# Forum Home Renovation Lighting  Earthing an exterior metal light fitting

## edwinu

I am replacing a exterior light fitting and I notice that the old light fitting was not earthed. Since I am replacing this old light fitting with a new metal light fitting I need to earth it. The switch for this exterior light fitting is together with a 'power point'. Is it ok to earth the new exterior light fitting using the earth connection from the 'power point'?

----------


## ringtail

Your electrician will know

----------


## chrisp

> Your electrician will know

  Yep, but there isn't any harm in asking anyway.   :Smilie:    

> I am replacing a exterior light fitting and I notice that the old light fitting was not earthed. Since I am replacing this old light fitting with a new metal light fitting I need to earth it. The switch for this exterior light fitting is together with a 'power point'. Is it ok to earth the new exterior light fitting using the earth connection from the 'power point'?

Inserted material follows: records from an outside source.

PR #2570, opened 2025-11-11
Extend Cache Policies for the x86 Architecture

Tangzh33:
This PR aims to improve the display efficiency of the EFI framebuffer. Previously, Asterinas supported only 4 cache policies: Writeback, Writethrough, Uncacheable minus, and Uncacheable. Built on these basic cache policies, the GUI has catastrophic display efficiency: it updates the screen line-by-line when a large area is refreshed.

Therefore, this PR supports advanced cache policies like Write Combining and Write Protected. Write Combining is suitable for the framebuffer. Here is some reference from the Intel x86 architecture manual.

> Write Combining (WC) — System memory locations are not cached (as with uncacheable memory) and coherency is not enforced by the processor’s bus coherency protocol. Speculative reads are allowed. Writes may be delayed and combined in the write combining buffer (WC buffer) to reduce memory accesses.
> 

> This type of cache-control is appropriate for video frame buffers, where the order of writes is unimportant as long as the writes update memory so they can be seen on the graphics display.
> 

Additionally, most mainstream Intel x86 CPUs support the feature, so I think it is appropriate to include the advanced cache policy in the main branch rather than keep it as an experimental implementation.

> This memory type is available in the Pentium Pro and Pentium II processors by programming the MTRRs; or in processor families starting from the Pentium III processors by programming the MTRRs or by selecting it through the PAT.
> 

x86PageTableLayout

The implementation has already been tested on the experimental branch with framebuffer GUI support. And the display efficiency is much better. However, I have two open questions and do not have specific answers yet:

1. How should we incorporate the customized cache policy in our device memory framework? It is reasonable that our current device memory is populated when `mmap` is used, since device memory does not need to support on-demand paging. However, the cache policy for mapping `IoMem` is not customizable; by default, it is Uncachable (`VmMapping::populate_device`). We should support `IoMem` cache policy customization by providing more context for the device to use when customizing, and for the `mmap` logic to use.
2. How should we test the new cache policy with CI? The current implementation has no compilation errors and has proven effective on Xfce. But efficiency can only be validated by the eye. Can we incorporate a formal test to validate?

With questions to be decided, this PR is temporarily a draft PR, and will be ready when the questions are solved :-)

cc @junyang-zh @lrh2000

### DIFF
--- a/kernel/comps/framebuffer/src/framebuffer.rs
+++ b/kernel/comps/framebuffer/src/framebuffer.rs
@@ -5,7 +5,7 @@ use alloc::{sync::Arc, vec::Vec};
 use ostd::{
     boot::boot_info,
     io::IoMem,
-    mm::{HasSize, VmIo},
+    mm::{CachePolicy, HasSize, VmIo},
     sync::Mutex,
     Error, Result,
 };
@@ -96,7 +96,14 @@ pub(crate) fn init() {
         let fb_size = framebuffer_arg.height.checked_mul(line_size).unwrap();
 
         let fb_base = framebuffer_arg.address;
-        let io_mem = IoMem::acquire(fb_base..fb_base.checked_add(fb_size).unwrap()).unwrap();
+        // Use write-combining for framebuffer to enable faster write operations.
+        // Write-combining allows the CPU to combine multiple writes into fewer bus transactions,
+        // which is ideal for framebuffer access patterns (sequential writes).
+        let io_mem = IoMem::acquire_with_cache_policy(
+            fb_base..fb_base.checked_add(fb_size).unwrap(),
+            CachePolicy::WriteCombining,
+        )
+        .unwrap();
 
         let default_cmap = FbCmap {
             entries: Vec::new(),
--- a/kernel/comps/pci/src/cfg_space.rs
+++ b/kernel/comps/pci/src/cfg_space.rs
@@ -229,6 +229,8 @@ impl MemoryBar {
     /// Grants I/O memory access
     pub fn io_mem(&self) -> &IoMem {
         self.io_memory.call_once(|| {
+            // Use the `Uncacheable` cache policy for PCI device BARs by default.
+            // Device-specific drivers may remap with different cache policies if needed.
             IoMem::acquire((self.base as usize)..((self.base + self.size) as usize)).unwrap()
         })
     }
--- a/ostd/src/arch/riscv/irq/chip/plic.rs
+++ b/ostd/src/arch/riscv/irq/chip/plic.rs
@@ -319,7 +319,7 @@ impl Plic {
 
                 Self {
                     phandle,
-                    io_mem: io_mem_builder.reserve(range),
+                    io_mem: io_mem_builder.reserve(range, crate::mm::CachePolicy::Uncacheable),
                     hart_to_target_mapping,
                     interrupt_number_mappings: (0..num_interrupt_sources)
                         .map(|_| None)
--- a/ostd/src/arch/x86/irq/chip/ioapic.rs
+++ b/ostd/src/arch/x86/irq/chip/ioapic.rs
@@ -178,7 +178,10 @@ impl IoApicAccess {
     ///
     /// The caller must ensure that the base address is a valid I/O APIC base address.
     pub(self) unsafe fn new(base_address: usize, io_mem_builder: &IoMemAllocatorBuilder) -> Self {
-        let io_mem = io_mem_builder.reserve(base_address..(base_address + Self::MMIO_SIZE));
+        let io_mem = io_mem_builder.reserve(
+            base_address..(base_address + Self::MMIO_SIZE),
+            crate::mm::CachePolicy::Uncacheable,
+        );
 
         if_tdx_enabled!({
             assert_eq!(
--- a/ostd/src/arch/x86/kernel/apic/mod.rs
+++ b/ostd/src/arch/x86/kernel/apic/mod.rs
@@ -359,7 +359,10 @@ pub fn init(io_mem_builder: &IoMemAllocatorBuilder) -> Result<(), ApicInitError>
         log::info!("xAPIC found!");
         // SAFETY: xAPIC is present.
         let base_address = unsafe { xapic::read_xapic_base_address() };
-        let io_mem = io_mem_builder.reserve(base_address..(base_address + xapic::XAPIC_MMIO_SIZE));
+        let io_mem = io_mem_builder.reserve(
+            base_address..(base_address + xapic::XAPIC_MMIO_SIZE),
+            crate::mm::CachePolicy::Uncacheable,
+        );
         APIC_TYPE.call_once(|| ApicType::XApic(io_mem));
         Ok(())
     } else {
--- a/ostd/src/io/io_mem/allocator.rs
+++ b/ostd/src/io/io_mem/allocator.rs
@@ -179,7 +179,10 @@ mod test {
     use alloc::vec;
 
     use super::{IoMemAllocator, IoMemAllocatorBuilder};
-    use crate::{mm::PAGE_SIZE, prelude::ktest};
+    use crate::{
+        mm::{CachePolicy, PAGE_SIZE},
+        prelude::ktest,
+    };
 
     #[expect(clippy::reversed_empty_ranges)]
     #[expect(clippy::single_range_in_vec_init)]
@@ -189,18 +192,36 @@ mod test {
         let allocator =
             unsafe { IoMemAllocator::new(IoMemAllocatorBuilder::new(range).allocators) };
 
-        assert!(allocator.acquire(0..0).is_none());
-        assert!(allocator.acquire(usize::MAX..0).is_none());
+        assert!(allocator.acquire(0..0, CachePolicy::Uncacheable).is_none());
+        assert!(allocator
+            .acquire(usize::MAX..0, CachePolicy::Uncacheable)
+            .is_none());
 
-        assert!(allocator.acquire(0x4000_0000..0x4000_0000).is_none());
-        assert!(allocator.acquire(0x4000_1000..0x4000_1000).is_none());
-        assert!(allocator.acquire(0x41ff_0000..0x41ff_0000).is_none());
-        assert!(allocator.acquire(0x4200_0000..0x4200_0000).is_none());
+        assert!(allocator
+            .acquire(0x4000_0000..0x4000_0000, CachePolicy::Uncacheable)
+            .is_none());
+        assert!(allocator
+            .acquire(0x4000_1000..0x4000_1000, CachePolicy::Uncacheable)
+            .is_none());
+        assert!(allocator
+            .acquire(0x41ff_0000..0x41ff_0000, CachePolicy::Uncacheable)
+            .is_none());
+        assert!(allocator
+            .acquire(0x4200_0000..0x4200_0000, CachePolicy::Uncacheable)
+            .is_none());
 
-        assert!(allocator.acquire(0x4000_1000..0x4000_0000).is_none());
-        assert!(allocator.acquire(0x4000_2000..0x4000_1000).is_none());
-        assert!(allocator.acquire(0x41ff_f000..0x41ff_e000).is_none());
-        assert!(allocator.acquire(0x4200_0000..0x41ff_f000).is_none());
+        assert!(allocator
+            .acquire(0x4000_1000..0x4000_0000, CachePolicy::Uncacheable)
+            .is_none());
+        assert!(allocator
+            .acquire(0x4000_2000..0x4000_1000, CachePolicy::Uncacheable)
+            .is_none());
+        assert!(allocator
+            .acquire(0x41ff_f000..0x41ff_e000, CachePolicy::Uncacheable)
+            .is_none());
+        assert!(allocator
+            .acquire(0x4200_0000..0x41ff_f000, CachePolicy::Uncacheable)
+            .is_none());
     }
 
     #[ktest]
@@ -216,24 +237,42 @@ mod test {
             unsafe { IoMemAllocator::new(IoMemAllocatorBuilder::new(range).allocators) };
 
         assert!(allocator
-            .acquire((io_mem_region_a.start - 1)..io_mem_region_a.start)
+            .acquire(
+                (io_mem_region_a.start - 1)..io_mem_region_a.start,
+                CachePolicy::Uncacheable
+            )
             .is_none());
         assert!(allocator
-            .acquire(io_mem_region_a.start..(io_mem_region_a.start + 1))
+            .acquire(
+                io_mem_region_a.start..(io_mem_region_a.start + 1),
+                CachePolicy::Uncacheable
+            )
             .is_some());
 
         assert!(allocator
-            .acquire((io_mem_region_a.end + 1)..(io_mem_region_b.start - 1))
+            .acquire(
+                (io_mem_region_a.end + 1)..(io_mem_region_b.start - 1),
+                CachePolicy::Uncacheable
+            )
             .is_none());
         assert!(allocator
-            .acquire((io_mem_region_a.end - 1)..(io_mem_region_b.start + 1))
+            .acquire(
+                (io_mem_region_a.end - 1)..(io_mem_region_b.start + 1),
+                CachePolicy::Uncacheable
+            )
             .is_none());
 
         assert!(allocator
-            .acquire((io_mem_region_a.end - 1)..io_mem_region_a.end)
+            .acquire(
+                (io_mem_region_a.end - 1)..io_mem_region_a.end,
+                CachePolicy::Uncacheable
+            )
             .is_some());
         assert!(allocator
-            .acquire(io_mem_region_a.end..(io_mem_region_a.end + 1))
+            .acquire(
+                io_mem_region_a.end..(io_mem_region_a.end + 1),
+                CachePolicy::Uncacheable
+            )
             .is_none());
     }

  Strictly speaking - No!   
AS/NZS 3000 Clause 5.5.2.2.1 states that an earth wire enclosed within a cable shall only be used to earth equipment supplied by that circuit.  Is will be, for example, to prevent an accidental un-earthing of that light should the power point circuit be disconnected by disconnecting that cable at the switchboard. 
One option would be to use a double-insulated light fitting instead.

----------


## ringtail

> Yep, but there isn't any harm in asking anyway.

  True, but... :Tongue:

----------